Personal information
- Native name: 西田 修平
- Nationality: Japanese
- Born: March 21, 1910 Nachikatsuura, Wakayama, Japan
- Died: April 13, 1997 (aged 87) Tokyo, Japan
- Education: Waseda University
- Height: 1.76 m (5 ft 9 in)
- Weight: 61 kg (134 lb)

Sport
- Sport: Athletics
- Event: Pole vault

Medal record
Representing Japan
Olympic Games
| Silver medal – second place | 1932 Los Angeles | Pole vault |
| Silver medal – second place | 1936 Berlin | Pole vault |
Asian Games
| Bronze medal – third place | 1951 New Delhi | Pole vault |

= Shuhei Nishida =

Japanese pole vaulter (1910–1997)

Shuhei Nishida (西田 修平, Nishida Shūhei) was a Japanese Olympic athlete who competed mainly in the pole vault.

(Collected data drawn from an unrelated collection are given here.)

PR #1818, opened 2025-05-16
Fix/clippy 1 87 0

hugocaillard:
### Description

Allow `clippy::result_large_err` for now. Will have to revisit once it handled upstream in stacks-core


csgui (approved):
This is an interesting thing to think about. Even if errors are rare in an application, every allocation of the Result must handle the full size, which can increase the memory pressure, especially when errors are propagated through the `?` operator.

tippenein (approved):

PR #1822, opened 2025-05-17
fix: top level newline issue

### LINKED ISSUE #1811: Formatter example - AIBTC
Sharing here as we just upgraded to Clarinet 3.0.1 and ran the formatter. Most of what we do was close to the formats but thought it'd be interesting to capture the changes on their own for review.

Nothing to contest yet but will add here if anything is found.
https://github.com/aibtcdev/aibtcdev-daos/pull/38

tippenein:
- closes #1811

### DIFF
--- a/components/clarinet-format/src/formatter/mod.rs
+++ b/components/clarinet-format/src/formatter/mod.rs
@@ -317,8 +317,12 @@ impl<'a> Aggregator<'a> {
                                             " {}\n",
                                             &self.display_pse(comment, previous_indentation)
                                         )
-                                    } else if iter.peek().is_some() {
-                                        " ".to_string()
+                                    } else if let Some(next) = iter.peek() {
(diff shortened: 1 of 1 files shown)


components/clarinet-format/src/formatter/mod.rs
```diff
@@ -357,10 +361,7 @@ impl<'a> Aggregator<'a> {
                         self.to_inner_content(list, previous_indentation)
                     };
                     // if it's a top level expression, newline it
-                    if previous_indentation.is_empty()
-                        && result.ends_with(")")
-                        && !result.ends_with(")\n")
-                    {
+                    if previous_indentation.is_empty() && (result.ends_with(")")) {
```
tippenein, line 364: The changes to `format_list` caused a regression where the (print ...) was ending with ") " so this condition wasn't being picked up. The change above catches it

PR #1824, opened 2025-05-19
feat: Add `--stdin` flag to formatter

### LINKED ISSUE #1816: allow --stdin for formatter
Add a flag to clarinet fmt to take file contents from stdin

```
echo '(ok true)' | clarinet fmt --stdin
```

This would conflict with `-f`

jbencin:
### Description

Fixes #1816

This is needed to use the formatter with Helix editor (at least until LSP working). May also be useful with other text editors

Also, some refactoring in here so that all files aren't read into RAM at the same time

#### Command

```sh
echo '(define-public (hello-world (input int)) (begin (print (+ 2 input)) (ok input)))' | clarinet format --stdin
```

#### Output

```clarity
(define-public (hello-world (input int))
  (begin
    (print (+ 2 input))
    (ok input)
  )
)
```

---

### Checklist

### DIFF
--- a/components/clarinet-cli/src/frontend/cli.rs
+++ b/components/clarinet-cli/src/frontend/cli.rs
@@ -124,6 +124,59 @@ struct Formatter {
     #[clap(long = "in-place", conflicts_with = "dry_run")]
     /// Replace the contents of a file with the formatted code
     pub in_place: bool,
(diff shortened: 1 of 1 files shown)


tippenein (approved):
:shipit:

hugocaillard (approved):
lgtm!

Nishida was born in what is now part of Nachikatsuura, Wakayama Prefecture, Japan. He was a student of the Engineering Department at Waseda University, when selected as a member of the Japanese Olympic team for the 1932 Summer Olympics in Los Angeles, where he won the silver medal in the pole vault event.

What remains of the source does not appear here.